- _Work order_:
Each line below that includes the word "createWithAdaptiveBitmap" is to be reported.

- _Data for the task_:

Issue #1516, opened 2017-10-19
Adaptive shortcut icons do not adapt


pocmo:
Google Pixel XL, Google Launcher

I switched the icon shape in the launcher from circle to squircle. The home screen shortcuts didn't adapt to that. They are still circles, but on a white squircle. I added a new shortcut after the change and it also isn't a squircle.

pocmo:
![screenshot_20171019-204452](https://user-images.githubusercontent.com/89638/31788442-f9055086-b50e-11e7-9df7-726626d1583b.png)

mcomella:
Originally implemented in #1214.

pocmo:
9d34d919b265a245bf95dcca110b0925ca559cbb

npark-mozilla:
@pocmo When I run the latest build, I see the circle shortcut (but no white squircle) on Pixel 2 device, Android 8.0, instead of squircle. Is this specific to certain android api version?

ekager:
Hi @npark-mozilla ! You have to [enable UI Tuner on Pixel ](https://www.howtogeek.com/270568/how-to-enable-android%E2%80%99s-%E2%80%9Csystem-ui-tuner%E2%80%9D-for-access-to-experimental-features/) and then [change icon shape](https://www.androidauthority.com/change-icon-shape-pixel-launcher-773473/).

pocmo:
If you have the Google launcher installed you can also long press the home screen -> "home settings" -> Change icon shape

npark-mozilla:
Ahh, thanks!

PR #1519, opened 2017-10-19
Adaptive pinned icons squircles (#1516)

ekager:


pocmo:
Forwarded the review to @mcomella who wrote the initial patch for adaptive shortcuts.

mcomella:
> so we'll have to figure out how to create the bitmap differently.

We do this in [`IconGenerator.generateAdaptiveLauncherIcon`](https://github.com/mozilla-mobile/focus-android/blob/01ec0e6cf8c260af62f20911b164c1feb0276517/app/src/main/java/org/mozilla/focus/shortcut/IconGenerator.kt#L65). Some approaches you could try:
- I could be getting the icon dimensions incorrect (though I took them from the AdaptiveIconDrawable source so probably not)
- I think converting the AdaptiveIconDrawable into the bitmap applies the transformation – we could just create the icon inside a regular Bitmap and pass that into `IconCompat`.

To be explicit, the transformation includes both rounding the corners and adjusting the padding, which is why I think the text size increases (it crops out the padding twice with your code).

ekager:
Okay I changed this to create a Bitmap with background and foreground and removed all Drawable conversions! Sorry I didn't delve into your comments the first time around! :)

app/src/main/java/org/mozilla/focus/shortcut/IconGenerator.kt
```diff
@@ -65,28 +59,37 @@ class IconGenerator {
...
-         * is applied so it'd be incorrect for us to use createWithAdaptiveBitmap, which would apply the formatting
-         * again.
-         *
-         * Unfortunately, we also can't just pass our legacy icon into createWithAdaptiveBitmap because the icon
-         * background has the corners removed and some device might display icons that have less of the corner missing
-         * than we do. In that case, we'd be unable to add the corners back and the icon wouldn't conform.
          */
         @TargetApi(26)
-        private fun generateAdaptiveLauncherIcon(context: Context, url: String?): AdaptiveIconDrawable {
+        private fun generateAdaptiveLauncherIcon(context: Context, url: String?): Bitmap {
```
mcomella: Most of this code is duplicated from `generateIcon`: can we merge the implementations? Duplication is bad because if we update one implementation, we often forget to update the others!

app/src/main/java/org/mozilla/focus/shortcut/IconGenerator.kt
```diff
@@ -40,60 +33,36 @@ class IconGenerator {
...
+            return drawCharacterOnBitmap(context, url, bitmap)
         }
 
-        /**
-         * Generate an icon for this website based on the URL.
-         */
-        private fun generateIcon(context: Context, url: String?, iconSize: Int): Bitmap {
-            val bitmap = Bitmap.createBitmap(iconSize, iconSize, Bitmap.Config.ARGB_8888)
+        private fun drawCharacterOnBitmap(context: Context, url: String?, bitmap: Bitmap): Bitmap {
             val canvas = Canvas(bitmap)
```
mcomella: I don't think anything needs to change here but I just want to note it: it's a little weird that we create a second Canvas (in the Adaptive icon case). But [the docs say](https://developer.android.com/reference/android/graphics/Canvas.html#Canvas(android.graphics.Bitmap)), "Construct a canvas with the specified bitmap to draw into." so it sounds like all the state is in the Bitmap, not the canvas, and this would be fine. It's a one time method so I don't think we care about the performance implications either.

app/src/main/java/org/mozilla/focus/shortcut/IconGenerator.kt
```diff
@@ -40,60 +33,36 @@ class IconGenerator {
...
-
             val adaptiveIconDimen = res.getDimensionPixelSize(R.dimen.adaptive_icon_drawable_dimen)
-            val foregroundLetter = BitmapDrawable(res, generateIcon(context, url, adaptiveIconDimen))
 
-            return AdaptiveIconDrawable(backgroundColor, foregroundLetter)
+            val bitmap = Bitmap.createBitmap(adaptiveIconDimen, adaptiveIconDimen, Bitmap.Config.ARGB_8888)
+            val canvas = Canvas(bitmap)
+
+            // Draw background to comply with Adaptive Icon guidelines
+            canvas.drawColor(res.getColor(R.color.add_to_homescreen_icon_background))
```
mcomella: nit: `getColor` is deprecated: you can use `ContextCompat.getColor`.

...

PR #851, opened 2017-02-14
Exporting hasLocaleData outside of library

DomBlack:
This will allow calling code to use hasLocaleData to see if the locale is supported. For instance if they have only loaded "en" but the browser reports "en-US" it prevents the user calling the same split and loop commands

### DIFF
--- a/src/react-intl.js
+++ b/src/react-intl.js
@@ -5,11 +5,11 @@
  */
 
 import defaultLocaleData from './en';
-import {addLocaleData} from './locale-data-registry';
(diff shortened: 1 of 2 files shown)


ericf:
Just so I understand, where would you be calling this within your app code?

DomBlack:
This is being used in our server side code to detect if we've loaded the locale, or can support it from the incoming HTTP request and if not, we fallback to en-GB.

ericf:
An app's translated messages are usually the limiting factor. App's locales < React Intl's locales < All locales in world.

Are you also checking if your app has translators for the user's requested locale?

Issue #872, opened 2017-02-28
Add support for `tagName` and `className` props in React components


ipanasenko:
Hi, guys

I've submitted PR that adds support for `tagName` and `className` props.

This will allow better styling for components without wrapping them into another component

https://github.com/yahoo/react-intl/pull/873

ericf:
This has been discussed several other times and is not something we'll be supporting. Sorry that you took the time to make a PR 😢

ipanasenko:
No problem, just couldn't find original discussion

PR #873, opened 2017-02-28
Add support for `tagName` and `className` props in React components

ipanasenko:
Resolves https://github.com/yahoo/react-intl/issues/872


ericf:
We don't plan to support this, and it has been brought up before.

- _Exercise result_:
-         * is applied so it'd be incorrect for us to use createWithAdaptiveBitmap, which would apply the formatting
-         * Unfortunately, we also can't just pass our legacy icon into createWithAdaptiveBitmap because the icon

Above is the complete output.